Kuen Yao Lau scite author profile

The agricultural industry has made a tremendous contribution to the foundations of civilization. Basic essentials such as food, beverages, clothes and domestic materials are enriched by the agricultural industry. However, the traditional method in agriculture cultivation is labor-intensive and inadequate to meet the accelerating nature of human demands. This scenario raises the need to explore state-of-the-art crop cultivation and harvesting technologies. In this regard, optics and photonics technologies have proven to be effective solutions. This paper aims to present a comprehensive review of three photonic techniques, namely imaging, spectroscopy and spectral imaging, in a comparative manner for agriculture applications.
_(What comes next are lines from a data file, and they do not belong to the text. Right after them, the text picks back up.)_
PR #6814, opened 2024-05-06
Add Dune (OCaml build system)

kisaragi-hiu:
## Description
[Dune](https://dune.readthedocs.io/) is a build system for OCaml, used in a large number of OCaml projects. This PR adds classification and syntax highlighting support for it.

I specified `ace_mode: lisp` because Dune is an Sexp-based language. I'm guessing that this is appropriate.

## Checklist:

  - [x] The ~~extension~~ filename of the new language is used in hundreds of repositories on GitHub.com.
    - Search results for each file name:
      - ~~https://github.com/search?type=code&q=NOT+is%3Afork+path%3A%2F%5Edune%24%2F~~
        - This was not deemed to be enough uses, and I'm fine with leaving it out.
      - ~~https://github.com/search?type=code&q=NOT+is%3Afork+path%3A%2F%5Edune-file%24%2F~~
        - ~~This one is probably justified as it's used by Dune itself, even if just once.~~
        - This has now been removed from this PR.
      - https://github.com/search?type=code&q=NOT+is%3Afork+path%3A%2F%5Edune-project%24%2F
      - ~~https://github.com/search?type=code&q=NOT+is%3Afork+path%3A%2F%5Edune-workspace%24%2F~~
        - ~~"dune-workspace" is the name that [has a special meaning in Dune](https://dune.readthedocs.io/en/latest/reference/dune-workspace/index.html), but it's more common to write it in `dune-workspace.dev` then explicitly tell Dune to use that file.~~
        - This is not popular enough and have been left out of this PR.
      - ~~https://github.com/search?type=code&q=NOT+is%3Afork+path%3A%2F%5Edune-workspace%5C.dev%24%2F~~
         - This is not popular enough and have been left out of this PR.
    - Sample source(s):
      - [dune-project](https://github.com/reasonml/reason/blob/3930092ac1cc04b7f3c62c71956592cf158ef8bb/dune-project)
    - Sample license(s):
      - [reasonml/reason](https://github.com/reasonml/reason/blob/3930092ac1cc04b7f3c62c71956592cf158ef8bb/LICENSE.txt)
  - [x] I have included a syntax highlighting grammar: https://github.com/maelvls/vscode-dune
    - [ocamllabs/vscode-ocaml-platform](https://github.com/ocamllabs/vscode-ocaml-platform/) might be more suitable in the long run, but it errored out when I tried to add it. It also provides grammars for OCaml itself within the same repository, which makes using it more complicated right now.
  - [x] I have added a color
    - Hex value: #89421e
    - Rationale: This is the main color of [the Dune logo](https://github.com/ocaml/dune/blob/main/doc/assets/imgs/dune_logo_459x116.png).


lib/linguist/languages.yml
```diff
@@ -1606,6 +1606,34 @@ Dotenv:
   tm_scope: source.dotenv
   ace_mode: text
   language_id: 111148035
+Dune:
+  type: programming
+  ace_mode: lisp
+  filenames:
+  - dune
+  - dune-file
```
lildude, line 1614: This file is nowhere near popular enough for inclusion. Its existence in this PR will significantly delay it being merged whilst we wait for popularity to be met. I recommend removing it. Users can use an override until popularity is sufficient for addition later.

lildude (changes requested):
Marking as pending popularity as the two workspace files aren't sufficient yet.

lib/linguist/languages.yml
kisaragi-hiu: I've now left out `dune-file`.

lildude (dismissed):
Reviewing this with fresh eyes, I don't think it makes sense splitting this out into different languages. They all share the same grammar and are grouped together so it makes sense to put them all into a single `Dune` language definition.

I note you've manually set each entry in this PR with a different scopes, however the upstream grammar only has a single `source.dune` so your other scopes won't work. This also further confirms these are all the same language so don't need separate entries.

Please merge these languages into a single `Dune` language.

kisaragi-hiu:
Merged the three previously declared languages into one and rebased onto master.

The split was left over from when I was trying to use [ocamllabs/vscode-ocaml-platform](https://github.com/ocamllabs/vscode-ocaml-platform/) (which has the split for different vocabulary), and I left it in by mistake when I switched to [maelvls/vscode-dune](https://github.com/maelvls/vscode-dune) due to errors when I tried the former.

lildude:
As an FYI, `dune-project` currently meets our usage requirements. `dune` is close. The other two are miles off. In short, everything but `dune-project` is preventing this PR from being merged.

If you want, you can make this PR just for `dune-project` and add support for the others as popularity grows. User will be able to use an override in the meantime.

kisaragi-hiu:
I've dropped the other three file names besides `dune-project`. Evidently I've misjudged the usage requirements to be way lower than what they actually are.

lildude (approved):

Essentially, the spectral imaging technique is a robust solution which combines the benefits of both imaging and spectroscopy but faces the risk of underutilization. This review also comprehends the practicality of all three techniques by presenting existing examples in agricultural applications. Furthermore, the potential of these techniques is reviewed and critiqued by looking into agricultural activities involving palm oil, rubber, and agro-food crops. All the possible issues and challenges in implementing the photonic techniques in agriculture are given prominence with a few selective recommendations. The highlighted insights in this review will hopefully lead to an increased effort in the development of photonics applications for the future agricultural industry.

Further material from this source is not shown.